◆ **Aim of the exercise**: Every line from the one containing "moment(this.task && this.task.date).endOf('day');" to the one containing "Tasks that are/were" in the records below, both included, must be set down exactly, and no other line.

◆ **Data records**:
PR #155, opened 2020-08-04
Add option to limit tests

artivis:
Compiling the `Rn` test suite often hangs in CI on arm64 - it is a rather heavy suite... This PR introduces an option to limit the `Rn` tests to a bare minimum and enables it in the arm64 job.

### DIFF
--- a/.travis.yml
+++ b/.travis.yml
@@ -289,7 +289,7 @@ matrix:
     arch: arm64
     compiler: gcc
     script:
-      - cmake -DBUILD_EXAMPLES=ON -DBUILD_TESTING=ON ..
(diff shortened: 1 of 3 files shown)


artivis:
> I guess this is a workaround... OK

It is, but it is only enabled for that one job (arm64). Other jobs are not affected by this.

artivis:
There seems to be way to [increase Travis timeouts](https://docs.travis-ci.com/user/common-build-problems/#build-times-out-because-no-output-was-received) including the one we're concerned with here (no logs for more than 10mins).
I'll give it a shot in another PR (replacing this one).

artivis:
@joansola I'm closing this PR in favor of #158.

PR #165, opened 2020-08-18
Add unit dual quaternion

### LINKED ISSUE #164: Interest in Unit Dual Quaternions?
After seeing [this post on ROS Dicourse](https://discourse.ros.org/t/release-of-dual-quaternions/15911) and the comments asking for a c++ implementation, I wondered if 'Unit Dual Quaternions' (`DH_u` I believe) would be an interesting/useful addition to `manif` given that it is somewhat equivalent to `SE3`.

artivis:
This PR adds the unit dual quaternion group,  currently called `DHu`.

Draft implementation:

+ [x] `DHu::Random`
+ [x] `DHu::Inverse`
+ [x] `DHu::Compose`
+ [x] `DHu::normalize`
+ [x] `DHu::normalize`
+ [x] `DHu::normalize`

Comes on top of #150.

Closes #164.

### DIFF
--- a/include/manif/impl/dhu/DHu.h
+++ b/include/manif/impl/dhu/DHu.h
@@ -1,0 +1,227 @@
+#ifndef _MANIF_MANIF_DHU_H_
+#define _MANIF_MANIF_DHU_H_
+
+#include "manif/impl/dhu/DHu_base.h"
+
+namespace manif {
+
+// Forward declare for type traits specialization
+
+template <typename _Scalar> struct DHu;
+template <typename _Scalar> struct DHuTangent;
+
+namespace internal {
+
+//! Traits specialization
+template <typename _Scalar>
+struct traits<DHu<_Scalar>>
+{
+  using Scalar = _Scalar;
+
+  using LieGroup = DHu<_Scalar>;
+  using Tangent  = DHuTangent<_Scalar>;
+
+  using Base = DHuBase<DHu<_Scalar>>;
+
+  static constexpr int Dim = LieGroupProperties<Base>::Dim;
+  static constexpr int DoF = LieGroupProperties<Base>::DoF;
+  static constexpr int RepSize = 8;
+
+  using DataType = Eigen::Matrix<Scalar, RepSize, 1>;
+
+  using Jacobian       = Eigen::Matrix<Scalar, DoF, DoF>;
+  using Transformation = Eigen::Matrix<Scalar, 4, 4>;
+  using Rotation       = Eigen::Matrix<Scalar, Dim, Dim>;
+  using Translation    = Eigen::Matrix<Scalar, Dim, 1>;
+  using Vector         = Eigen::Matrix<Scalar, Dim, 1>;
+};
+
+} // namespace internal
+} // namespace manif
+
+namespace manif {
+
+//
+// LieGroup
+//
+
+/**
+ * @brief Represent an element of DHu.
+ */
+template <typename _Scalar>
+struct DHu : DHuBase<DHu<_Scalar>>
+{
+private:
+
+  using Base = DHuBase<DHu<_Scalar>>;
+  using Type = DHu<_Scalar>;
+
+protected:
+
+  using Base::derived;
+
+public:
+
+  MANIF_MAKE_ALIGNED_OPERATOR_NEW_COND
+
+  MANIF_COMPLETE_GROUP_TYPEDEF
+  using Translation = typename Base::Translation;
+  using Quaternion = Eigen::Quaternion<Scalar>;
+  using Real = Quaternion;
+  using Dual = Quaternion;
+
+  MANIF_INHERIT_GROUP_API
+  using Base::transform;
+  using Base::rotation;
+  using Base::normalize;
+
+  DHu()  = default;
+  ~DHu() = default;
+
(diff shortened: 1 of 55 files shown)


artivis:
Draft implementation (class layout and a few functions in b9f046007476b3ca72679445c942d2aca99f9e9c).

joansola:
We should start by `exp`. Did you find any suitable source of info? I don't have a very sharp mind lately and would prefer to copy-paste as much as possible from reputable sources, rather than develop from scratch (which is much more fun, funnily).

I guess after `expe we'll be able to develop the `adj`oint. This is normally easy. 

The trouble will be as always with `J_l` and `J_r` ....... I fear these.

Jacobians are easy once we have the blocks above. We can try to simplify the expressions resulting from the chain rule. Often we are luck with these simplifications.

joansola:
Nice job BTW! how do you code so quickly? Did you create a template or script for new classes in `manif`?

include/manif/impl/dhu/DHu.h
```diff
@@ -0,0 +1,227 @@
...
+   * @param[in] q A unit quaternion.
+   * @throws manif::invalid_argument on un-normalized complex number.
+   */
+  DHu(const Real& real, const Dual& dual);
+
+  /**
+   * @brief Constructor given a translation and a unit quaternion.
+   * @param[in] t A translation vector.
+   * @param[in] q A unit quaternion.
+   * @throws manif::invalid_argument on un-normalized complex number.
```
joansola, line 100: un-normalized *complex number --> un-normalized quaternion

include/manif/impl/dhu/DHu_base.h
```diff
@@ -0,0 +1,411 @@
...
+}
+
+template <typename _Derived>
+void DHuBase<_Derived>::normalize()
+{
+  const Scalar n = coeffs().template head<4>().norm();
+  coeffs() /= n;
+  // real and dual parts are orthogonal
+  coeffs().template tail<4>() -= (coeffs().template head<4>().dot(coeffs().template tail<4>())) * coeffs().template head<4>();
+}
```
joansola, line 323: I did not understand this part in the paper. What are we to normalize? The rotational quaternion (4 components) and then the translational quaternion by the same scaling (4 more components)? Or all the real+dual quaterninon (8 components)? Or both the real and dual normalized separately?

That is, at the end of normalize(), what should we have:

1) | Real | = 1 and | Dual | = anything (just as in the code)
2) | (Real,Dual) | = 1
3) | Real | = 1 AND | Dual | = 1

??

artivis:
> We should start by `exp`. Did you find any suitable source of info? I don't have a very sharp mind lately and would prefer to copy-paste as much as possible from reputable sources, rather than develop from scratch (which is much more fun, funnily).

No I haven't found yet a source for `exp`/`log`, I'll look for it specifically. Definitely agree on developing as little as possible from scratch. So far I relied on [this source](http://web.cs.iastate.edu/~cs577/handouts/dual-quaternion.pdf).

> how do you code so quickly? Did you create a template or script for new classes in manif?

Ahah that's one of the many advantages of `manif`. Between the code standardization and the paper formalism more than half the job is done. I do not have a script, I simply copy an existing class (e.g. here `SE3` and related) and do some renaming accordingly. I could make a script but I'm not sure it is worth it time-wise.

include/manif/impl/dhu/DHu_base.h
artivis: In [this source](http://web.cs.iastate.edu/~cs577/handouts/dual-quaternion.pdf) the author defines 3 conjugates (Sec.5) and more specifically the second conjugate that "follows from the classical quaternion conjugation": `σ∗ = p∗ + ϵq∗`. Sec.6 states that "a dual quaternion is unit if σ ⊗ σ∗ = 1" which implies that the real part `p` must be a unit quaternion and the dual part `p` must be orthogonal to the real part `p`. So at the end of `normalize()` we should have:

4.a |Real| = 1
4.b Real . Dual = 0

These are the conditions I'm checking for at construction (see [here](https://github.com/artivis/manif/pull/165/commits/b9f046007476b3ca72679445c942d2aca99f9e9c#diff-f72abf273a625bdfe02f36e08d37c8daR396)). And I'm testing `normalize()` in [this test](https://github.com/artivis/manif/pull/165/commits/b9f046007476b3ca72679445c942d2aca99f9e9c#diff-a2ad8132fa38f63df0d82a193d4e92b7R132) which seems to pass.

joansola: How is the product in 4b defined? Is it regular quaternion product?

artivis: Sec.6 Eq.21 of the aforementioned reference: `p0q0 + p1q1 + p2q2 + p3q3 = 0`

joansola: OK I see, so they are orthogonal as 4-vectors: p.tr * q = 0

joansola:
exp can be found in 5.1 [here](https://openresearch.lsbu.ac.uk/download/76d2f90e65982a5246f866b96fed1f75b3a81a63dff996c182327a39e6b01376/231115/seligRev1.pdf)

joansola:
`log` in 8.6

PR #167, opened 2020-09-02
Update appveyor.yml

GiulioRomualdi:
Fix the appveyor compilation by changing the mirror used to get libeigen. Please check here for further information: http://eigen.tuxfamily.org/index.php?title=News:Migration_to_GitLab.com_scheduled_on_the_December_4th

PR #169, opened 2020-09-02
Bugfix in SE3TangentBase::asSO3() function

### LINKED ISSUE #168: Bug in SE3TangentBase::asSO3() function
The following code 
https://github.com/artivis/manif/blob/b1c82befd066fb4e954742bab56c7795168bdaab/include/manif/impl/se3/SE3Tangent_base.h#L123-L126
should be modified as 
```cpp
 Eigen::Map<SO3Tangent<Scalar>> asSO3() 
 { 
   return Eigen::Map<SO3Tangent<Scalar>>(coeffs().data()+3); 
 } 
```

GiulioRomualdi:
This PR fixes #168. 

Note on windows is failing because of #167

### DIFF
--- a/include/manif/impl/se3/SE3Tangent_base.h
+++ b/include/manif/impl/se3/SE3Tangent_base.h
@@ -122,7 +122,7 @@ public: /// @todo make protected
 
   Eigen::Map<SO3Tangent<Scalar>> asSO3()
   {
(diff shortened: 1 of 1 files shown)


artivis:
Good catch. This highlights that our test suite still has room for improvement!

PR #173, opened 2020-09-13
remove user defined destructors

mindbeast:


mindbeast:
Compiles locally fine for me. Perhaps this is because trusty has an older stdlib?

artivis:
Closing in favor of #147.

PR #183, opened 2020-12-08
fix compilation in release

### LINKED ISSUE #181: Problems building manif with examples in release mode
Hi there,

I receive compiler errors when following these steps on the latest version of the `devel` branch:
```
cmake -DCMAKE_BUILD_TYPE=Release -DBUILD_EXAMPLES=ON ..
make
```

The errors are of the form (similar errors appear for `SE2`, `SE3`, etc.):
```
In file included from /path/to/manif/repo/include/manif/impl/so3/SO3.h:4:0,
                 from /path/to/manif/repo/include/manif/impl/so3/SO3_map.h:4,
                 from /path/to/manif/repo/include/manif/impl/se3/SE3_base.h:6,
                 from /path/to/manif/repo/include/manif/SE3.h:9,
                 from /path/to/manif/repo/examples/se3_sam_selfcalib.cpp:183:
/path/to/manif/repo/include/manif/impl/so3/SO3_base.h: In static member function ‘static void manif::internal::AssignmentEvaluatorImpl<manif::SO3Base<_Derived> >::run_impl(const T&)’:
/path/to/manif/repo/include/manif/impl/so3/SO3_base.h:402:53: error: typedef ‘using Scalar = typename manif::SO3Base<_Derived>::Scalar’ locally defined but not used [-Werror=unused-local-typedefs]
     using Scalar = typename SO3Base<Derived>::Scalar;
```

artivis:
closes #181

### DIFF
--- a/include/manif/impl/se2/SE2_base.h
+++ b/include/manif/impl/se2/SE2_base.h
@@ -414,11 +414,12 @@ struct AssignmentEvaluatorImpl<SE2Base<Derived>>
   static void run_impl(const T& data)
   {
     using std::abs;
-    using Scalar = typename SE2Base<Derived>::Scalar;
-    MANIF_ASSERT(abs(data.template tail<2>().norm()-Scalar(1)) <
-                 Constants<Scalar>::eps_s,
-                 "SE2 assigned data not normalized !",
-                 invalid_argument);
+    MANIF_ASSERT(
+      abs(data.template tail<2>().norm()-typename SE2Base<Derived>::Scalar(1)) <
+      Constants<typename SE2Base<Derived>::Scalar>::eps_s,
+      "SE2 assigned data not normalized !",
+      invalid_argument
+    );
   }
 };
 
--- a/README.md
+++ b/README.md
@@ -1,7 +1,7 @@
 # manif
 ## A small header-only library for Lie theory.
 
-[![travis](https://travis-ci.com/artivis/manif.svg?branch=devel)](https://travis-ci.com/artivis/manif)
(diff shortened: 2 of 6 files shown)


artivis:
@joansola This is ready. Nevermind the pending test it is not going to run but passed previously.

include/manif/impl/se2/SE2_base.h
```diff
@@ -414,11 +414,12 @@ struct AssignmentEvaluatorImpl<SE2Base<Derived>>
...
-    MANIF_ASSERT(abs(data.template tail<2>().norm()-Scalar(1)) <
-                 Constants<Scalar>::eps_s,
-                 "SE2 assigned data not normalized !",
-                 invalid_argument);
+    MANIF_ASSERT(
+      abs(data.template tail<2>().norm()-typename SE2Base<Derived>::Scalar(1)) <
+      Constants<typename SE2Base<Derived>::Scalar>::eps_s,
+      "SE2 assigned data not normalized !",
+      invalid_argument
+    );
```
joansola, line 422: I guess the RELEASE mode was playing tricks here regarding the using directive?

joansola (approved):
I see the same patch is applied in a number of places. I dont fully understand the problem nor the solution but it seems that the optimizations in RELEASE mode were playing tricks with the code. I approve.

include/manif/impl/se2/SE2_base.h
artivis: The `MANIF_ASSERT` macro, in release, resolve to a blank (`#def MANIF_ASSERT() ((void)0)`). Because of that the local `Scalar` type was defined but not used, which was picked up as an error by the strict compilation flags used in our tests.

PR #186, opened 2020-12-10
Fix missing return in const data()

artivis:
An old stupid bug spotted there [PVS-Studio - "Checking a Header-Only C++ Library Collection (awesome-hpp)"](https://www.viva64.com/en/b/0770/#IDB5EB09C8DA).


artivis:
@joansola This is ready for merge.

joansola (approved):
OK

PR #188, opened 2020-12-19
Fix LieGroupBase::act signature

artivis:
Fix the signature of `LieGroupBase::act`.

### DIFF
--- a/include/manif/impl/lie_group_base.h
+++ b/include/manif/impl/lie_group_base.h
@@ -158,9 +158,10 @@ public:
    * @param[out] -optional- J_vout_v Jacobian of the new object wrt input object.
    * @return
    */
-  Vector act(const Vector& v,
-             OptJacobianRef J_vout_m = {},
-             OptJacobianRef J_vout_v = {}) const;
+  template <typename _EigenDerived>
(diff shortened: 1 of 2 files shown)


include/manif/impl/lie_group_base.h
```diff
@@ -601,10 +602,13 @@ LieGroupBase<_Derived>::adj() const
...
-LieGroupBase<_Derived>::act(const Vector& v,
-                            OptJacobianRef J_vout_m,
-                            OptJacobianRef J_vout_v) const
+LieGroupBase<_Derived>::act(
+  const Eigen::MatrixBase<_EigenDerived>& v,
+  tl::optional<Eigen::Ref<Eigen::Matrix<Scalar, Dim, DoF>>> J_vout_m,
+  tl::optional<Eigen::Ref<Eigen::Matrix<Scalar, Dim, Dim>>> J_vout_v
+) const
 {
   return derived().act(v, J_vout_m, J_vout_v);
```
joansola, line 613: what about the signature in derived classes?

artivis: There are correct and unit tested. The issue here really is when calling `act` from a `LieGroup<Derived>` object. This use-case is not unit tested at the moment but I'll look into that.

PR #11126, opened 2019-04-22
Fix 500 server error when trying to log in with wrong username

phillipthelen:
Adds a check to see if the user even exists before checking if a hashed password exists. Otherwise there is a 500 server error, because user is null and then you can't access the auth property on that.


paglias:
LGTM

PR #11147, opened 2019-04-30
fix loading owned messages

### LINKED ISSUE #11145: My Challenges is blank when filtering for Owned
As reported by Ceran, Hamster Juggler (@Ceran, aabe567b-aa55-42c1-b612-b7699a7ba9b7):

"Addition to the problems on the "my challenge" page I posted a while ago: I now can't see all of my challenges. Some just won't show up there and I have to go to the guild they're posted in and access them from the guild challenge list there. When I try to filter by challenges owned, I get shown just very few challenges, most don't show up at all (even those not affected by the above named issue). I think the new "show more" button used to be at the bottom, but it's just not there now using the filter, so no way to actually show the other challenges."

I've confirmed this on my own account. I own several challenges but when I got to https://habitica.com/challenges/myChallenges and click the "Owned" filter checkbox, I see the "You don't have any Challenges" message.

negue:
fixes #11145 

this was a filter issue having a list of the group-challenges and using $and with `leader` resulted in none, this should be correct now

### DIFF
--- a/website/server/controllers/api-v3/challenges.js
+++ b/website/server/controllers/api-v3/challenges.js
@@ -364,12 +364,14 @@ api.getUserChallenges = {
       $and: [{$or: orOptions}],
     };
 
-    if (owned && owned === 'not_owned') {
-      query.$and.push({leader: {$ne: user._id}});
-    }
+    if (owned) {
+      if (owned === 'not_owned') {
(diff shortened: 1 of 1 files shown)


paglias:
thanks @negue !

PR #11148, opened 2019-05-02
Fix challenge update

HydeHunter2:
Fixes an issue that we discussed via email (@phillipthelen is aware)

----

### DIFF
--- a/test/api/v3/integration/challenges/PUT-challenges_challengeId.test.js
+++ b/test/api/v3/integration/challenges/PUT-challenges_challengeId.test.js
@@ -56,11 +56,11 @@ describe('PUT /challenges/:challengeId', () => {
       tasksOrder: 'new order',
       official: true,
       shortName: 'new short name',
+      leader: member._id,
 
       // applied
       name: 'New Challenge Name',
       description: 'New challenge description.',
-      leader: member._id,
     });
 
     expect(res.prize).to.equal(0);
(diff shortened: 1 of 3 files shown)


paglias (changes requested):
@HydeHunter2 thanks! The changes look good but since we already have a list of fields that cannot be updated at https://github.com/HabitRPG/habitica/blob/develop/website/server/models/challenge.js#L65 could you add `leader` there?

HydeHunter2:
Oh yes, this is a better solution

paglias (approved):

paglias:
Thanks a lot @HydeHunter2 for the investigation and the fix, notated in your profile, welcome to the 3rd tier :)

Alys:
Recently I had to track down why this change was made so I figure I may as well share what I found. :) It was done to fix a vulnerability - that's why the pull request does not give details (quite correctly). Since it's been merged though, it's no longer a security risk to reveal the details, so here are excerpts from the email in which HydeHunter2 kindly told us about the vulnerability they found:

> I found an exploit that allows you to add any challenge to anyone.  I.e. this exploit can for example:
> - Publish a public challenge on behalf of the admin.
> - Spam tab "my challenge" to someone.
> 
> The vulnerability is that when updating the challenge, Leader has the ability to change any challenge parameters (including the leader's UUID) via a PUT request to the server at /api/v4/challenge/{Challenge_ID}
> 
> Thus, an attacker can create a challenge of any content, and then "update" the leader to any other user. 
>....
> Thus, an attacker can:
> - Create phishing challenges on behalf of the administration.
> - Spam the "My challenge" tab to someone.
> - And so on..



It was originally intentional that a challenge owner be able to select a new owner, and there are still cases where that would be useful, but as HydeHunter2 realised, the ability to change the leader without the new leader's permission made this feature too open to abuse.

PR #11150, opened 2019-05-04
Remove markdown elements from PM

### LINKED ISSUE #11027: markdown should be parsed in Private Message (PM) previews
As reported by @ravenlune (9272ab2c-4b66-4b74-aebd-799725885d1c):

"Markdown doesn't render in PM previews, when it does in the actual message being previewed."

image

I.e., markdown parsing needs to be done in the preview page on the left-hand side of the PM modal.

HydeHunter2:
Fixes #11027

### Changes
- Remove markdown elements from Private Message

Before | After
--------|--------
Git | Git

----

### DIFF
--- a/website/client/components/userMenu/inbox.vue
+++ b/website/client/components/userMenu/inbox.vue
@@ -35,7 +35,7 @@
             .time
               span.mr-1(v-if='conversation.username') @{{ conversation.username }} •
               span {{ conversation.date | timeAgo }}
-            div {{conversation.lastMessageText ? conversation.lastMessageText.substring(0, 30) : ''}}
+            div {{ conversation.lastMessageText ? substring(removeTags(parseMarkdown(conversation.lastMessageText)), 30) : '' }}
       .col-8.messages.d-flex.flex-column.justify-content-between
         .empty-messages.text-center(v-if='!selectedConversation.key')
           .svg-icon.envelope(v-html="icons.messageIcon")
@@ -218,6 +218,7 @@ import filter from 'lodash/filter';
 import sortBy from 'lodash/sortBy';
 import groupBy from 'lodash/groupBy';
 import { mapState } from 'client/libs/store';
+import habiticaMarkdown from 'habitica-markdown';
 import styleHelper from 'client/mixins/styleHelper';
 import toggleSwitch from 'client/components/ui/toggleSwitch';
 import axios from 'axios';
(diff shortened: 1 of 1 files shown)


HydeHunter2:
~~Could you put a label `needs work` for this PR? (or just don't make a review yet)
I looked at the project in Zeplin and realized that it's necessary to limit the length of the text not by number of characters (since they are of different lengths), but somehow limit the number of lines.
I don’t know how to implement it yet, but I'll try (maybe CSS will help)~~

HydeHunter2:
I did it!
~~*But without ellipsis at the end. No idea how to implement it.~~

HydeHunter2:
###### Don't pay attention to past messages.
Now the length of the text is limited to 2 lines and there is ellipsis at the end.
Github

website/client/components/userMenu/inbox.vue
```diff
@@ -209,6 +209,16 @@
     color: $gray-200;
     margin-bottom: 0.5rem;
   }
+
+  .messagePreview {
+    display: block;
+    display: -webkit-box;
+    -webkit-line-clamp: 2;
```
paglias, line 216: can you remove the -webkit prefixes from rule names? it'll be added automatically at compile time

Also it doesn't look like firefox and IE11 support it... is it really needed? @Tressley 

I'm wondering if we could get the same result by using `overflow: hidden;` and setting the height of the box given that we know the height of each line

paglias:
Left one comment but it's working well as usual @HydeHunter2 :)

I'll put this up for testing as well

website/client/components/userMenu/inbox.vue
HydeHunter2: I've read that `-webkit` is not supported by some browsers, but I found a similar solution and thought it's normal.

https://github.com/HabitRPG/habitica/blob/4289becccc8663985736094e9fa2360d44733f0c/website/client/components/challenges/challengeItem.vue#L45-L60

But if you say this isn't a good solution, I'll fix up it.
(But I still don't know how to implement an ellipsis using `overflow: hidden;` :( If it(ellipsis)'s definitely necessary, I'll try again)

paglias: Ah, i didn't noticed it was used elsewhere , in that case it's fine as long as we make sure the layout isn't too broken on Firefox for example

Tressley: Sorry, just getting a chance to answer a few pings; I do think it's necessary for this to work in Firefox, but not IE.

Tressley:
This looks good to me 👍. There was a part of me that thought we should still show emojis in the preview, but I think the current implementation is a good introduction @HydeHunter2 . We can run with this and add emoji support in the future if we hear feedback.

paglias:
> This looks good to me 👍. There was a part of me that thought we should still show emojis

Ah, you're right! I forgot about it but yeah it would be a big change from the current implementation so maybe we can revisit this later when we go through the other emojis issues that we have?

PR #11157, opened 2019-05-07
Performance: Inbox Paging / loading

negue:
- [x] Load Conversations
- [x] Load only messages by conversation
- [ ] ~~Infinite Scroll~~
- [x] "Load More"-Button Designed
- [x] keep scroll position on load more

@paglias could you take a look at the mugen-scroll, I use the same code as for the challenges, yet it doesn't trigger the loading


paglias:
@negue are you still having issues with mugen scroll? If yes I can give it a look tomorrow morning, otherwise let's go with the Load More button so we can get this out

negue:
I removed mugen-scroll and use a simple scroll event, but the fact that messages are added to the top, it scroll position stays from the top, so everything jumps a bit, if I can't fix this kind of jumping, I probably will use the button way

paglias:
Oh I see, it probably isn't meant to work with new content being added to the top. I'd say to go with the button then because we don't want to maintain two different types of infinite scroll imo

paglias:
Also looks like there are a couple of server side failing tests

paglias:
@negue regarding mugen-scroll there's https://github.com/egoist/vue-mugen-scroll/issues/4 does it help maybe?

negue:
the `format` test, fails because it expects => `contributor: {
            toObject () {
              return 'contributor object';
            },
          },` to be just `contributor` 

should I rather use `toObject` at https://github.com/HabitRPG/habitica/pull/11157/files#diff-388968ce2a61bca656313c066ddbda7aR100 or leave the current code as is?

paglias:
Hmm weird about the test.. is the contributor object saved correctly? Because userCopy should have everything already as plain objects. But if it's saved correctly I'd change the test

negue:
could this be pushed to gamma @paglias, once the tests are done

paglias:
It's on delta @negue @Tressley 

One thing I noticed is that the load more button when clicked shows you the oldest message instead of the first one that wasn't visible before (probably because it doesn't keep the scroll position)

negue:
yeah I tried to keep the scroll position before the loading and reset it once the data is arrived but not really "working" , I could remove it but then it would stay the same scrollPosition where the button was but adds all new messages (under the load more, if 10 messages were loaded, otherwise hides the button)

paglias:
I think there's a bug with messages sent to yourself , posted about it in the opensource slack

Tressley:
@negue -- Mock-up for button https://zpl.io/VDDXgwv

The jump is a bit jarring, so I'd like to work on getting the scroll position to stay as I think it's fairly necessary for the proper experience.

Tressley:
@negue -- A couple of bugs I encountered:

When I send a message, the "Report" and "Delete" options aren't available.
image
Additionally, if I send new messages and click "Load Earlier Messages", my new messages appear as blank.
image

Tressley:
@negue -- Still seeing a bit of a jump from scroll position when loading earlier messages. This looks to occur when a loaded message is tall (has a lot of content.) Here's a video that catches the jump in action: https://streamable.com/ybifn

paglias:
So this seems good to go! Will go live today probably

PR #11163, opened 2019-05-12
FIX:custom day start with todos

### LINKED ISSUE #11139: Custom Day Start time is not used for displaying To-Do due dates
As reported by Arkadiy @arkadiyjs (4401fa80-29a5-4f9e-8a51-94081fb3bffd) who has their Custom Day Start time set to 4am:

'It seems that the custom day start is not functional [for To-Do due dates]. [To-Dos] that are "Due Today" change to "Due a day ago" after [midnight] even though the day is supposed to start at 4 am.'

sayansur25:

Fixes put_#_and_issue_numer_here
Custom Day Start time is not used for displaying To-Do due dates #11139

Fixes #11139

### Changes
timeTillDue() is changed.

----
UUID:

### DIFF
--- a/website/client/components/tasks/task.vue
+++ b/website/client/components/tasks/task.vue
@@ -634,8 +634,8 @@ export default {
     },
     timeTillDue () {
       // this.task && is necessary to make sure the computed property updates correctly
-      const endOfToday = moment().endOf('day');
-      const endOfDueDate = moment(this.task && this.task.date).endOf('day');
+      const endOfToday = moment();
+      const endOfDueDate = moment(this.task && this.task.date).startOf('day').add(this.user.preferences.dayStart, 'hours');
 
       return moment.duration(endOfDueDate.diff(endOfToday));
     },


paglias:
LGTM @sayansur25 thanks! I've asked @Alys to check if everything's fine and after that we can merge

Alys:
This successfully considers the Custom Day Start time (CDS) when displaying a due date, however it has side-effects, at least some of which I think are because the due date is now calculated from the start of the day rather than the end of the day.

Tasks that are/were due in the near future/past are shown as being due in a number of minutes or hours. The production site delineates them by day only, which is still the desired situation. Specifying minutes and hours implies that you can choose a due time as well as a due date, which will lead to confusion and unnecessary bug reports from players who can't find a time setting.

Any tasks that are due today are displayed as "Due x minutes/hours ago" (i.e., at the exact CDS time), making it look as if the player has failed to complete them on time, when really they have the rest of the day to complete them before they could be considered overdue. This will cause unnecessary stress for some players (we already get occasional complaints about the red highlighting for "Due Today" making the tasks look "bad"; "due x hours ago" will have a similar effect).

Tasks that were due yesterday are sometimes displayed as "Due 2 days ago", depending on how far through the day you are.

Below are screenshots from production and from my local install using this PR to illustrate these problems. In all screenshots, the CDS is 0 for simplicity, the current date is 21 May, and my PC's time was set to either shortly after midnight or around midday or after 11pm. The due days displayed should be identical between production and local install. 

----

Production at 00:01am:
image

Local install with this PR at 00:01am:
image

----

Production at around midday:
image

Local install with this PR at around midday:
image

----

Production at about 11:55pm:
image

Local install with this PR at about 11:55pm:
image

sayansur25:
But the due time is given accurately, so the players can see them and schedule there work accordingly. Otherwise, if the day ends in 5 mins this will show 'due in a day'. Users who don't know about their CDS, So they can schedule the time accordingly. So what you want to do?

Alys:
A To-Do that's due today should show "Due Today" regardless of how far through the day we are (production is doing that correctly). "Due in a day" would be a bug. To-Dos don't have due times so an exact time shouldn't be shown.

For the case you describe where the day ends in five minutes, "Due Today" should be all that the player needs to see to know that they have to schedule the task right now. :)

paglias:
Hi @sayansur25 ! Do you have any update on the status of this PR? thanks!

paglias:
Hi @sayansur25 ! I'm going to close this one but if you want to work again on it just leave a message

◆ **Result of the task**:
-      const endOfDueDate = moment(this.task && this.task.date).endOf('day');
+      const endOfToday = moment();
+      const endOfDueDate = moment(this.task && this.task.date).startOf('day').add(this.user.preferences.dayStart, 'hours');
 
       return moment.duration(endOfDueDate.diff(endOfToday));
     },


paglias:
LGTM @sayansur25 thanks! I've asked @Alys to check if everything's fine and after that we can merge

Alys:
This successfully considers the Custom Day Start time (CDS) when displaying a due date, however it has side-effects, at least some of which I think are because the due date is now calculated from the start of the day rather than the end of the day.

Tasks that are/were due in the near future/past are shown as being due in a number of minutes or hours. The production site delineates them by day only, which is still the desired situation. Specifying minutes and hours implies that you can choose a due time as well as a due date, which will lead to confusion and unnecessary bug reports from players who can't find a time setting.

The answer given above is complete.